[Start of section]

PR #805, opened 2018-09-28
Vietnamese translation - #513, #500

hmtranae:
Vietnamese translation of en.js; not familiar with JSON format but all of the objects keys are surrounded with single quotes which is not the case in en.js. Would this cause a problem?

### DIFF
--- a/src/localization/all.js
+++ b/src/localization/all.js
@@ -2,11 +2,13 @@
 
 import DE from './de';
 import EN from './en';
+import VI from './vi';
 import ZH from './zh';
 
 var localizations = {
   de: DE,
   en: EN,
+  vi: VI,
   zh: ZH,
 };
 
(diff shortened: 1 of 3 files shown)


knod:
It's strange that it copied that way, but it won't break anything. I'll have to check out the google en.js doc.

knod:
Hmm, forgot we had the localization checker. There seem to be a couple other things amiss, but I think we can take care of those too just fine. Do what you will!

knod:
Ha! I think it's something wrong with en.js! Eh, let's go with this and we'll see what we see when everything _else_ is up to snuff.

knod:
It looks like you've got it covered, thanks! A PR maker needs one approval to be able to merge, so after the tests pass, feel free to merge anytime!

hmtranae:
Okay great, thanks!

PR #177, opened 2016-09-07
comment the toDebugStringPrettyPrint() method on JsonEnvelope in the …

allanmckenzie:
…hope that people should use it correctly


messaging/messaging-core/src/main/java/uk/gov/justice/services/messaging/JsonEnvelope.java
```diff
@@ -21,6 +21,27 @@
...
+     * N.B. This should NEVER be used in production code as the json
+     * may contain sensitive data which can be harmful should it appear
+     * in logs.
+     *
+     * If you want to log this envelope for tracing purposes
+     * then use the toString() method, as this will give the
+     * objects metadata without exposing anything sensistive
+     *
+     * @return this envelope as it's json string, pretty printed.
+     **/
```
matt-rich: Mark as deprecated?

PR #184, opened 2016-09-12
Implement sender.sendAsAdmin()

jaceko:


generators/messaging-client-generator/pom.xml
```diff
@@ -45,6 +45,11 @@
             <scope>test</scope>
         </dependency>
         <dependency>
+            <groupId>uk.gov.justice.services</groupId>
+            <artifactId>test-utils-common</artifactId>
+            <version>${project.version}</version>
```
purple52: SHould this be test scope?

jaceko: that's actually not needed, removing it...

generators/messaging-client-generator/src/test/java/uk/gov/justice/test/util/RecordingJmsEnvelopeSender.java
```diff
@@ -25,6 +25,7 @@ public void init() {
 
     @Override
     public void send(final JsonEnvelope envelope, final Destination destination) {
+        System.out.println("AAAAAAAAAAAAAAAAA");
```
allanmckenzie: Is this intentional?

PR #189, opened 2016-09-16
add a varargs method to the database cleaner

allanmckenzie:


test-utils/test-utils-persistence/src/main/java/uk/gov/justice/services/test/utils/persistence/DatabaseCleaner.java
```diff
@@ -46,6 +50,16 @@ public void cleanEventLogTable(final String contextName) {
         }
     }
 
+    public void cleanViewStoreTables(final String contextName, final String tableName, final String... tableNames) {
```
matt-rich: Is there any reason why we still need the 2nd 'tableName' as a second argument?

[End of section]

A word-for-word transcription of the listing above is what the answer should contain.

- Response box -
PR #805, opened 2018-09-28
Vietnamese translation - #513, #500

hmtranae:
Vietnamese translation of en.js; not familiar with JSON format but all of the objects keys are surrounded with single quotes which is not the case in en.js. Would this cause a problem?

### DIFF
--- a/src/localization/all.js
+++ b/src/localization/all.js
@@ -2,11 +2,13 @@
 
 import DE from './de';
 import EN from './en';
+import VI from './vi';
 import ZH from './zh';
 
 var localizations = {
   de: DE,
   en: EN,
+  vi: VI,
   zh: ZH,
 };
 
(diff shortened: 1 of 3 files shown)


knod:
It's strange that it copied that way, but it won't break anything. I'll have to check out the google en.js doc.

knod:
Hmm, forgot we had the localization checker. There seem to be a couple other things amiss, but I think we can take care of those too just fine. Do what you will!

knod:
Ha! I think it's something wrong with en.js! Eh, let's go with this and we'll see what we see when everything _else_ is up to snuff.

knod:
It looks like you've got it covered, thanks! A PR maker needs one approval to be able to merge, so after the tests pass, feel free to merge anytime!

hmtranae:
Okay great, thanks!

PR #177, opened 2016-09-07
comment the toDebugStringPrettyPrint() method on JsonEnvelope in the …

allanmckenzie:
…hope that people should use it correctly


messaging/messaging-core/src/main/java/uk/gov/justice/services/messaging/JsonEnvelope.java
```diff
@@ -21,6 +21,27 @@
...
+     * N.B. This should NEVER be used in production code as the json
+     * may contain sensitive data which can be harmful should it appear
+     * in logs.
+     *
+     * If you want to log this envelope for tracing purposes
+     * then use the toString() method, as this will give the
+     * objects metadata without exposing anything sensistive
+     *
+     * @return this envelope as it's json string, pretty printed.
+     **/
```
matt-rich: Mark as deprecated?

PR #184, opened 2016-09-12
Implement sender.sendAsAdmin()

jaceko:


generators/messaging-client-generator/pom.xml
```diff
@@ -45,6 +45,11 @@
             <scope>test</scope>
         </dependency>
         <dependency>
+            <groupId>uk.gov.justice.services</groupId>
+            <artifactId>test-utils-common</artifactId>
+            <version>${project.version}</version>
```
purple52: SHould this be test scope?

jaceko: that's actually not needed, removing it...

generators/messaging-client-generator/src/test/java/uk/gov/justice/test/util/RecordingJmsEnvelopeSender.java
```diff
@@ -25,6 +25,7 @@ public void init() {
 
     @Override
     public void send(final JsonEnvelope envelope, final Destination destination) {
+        System.out.println("AAAAAAAAAAAAAAAAA");
```
allanmckenzie: Is this intentional?

PR #189, opened 2016-09-16
add a varargs method to the database cleaner

allanmckenzie:


test-utils/test-utils-persistence/src/main/java/uk/gov/justice/services/test/utils/persistence/DatabaseCleaner.java
```diff
@@ -46,6 +50,16 @@ public void cleanEventLogTable(final String contextName) {
         }
     }
 
+    public void cleanViewStoreTables(final String contextName, final String tableName, final String... tableNames) {
```
matt-rich: Is there any reason why we still need the 2nd 'tableName' as a second argument?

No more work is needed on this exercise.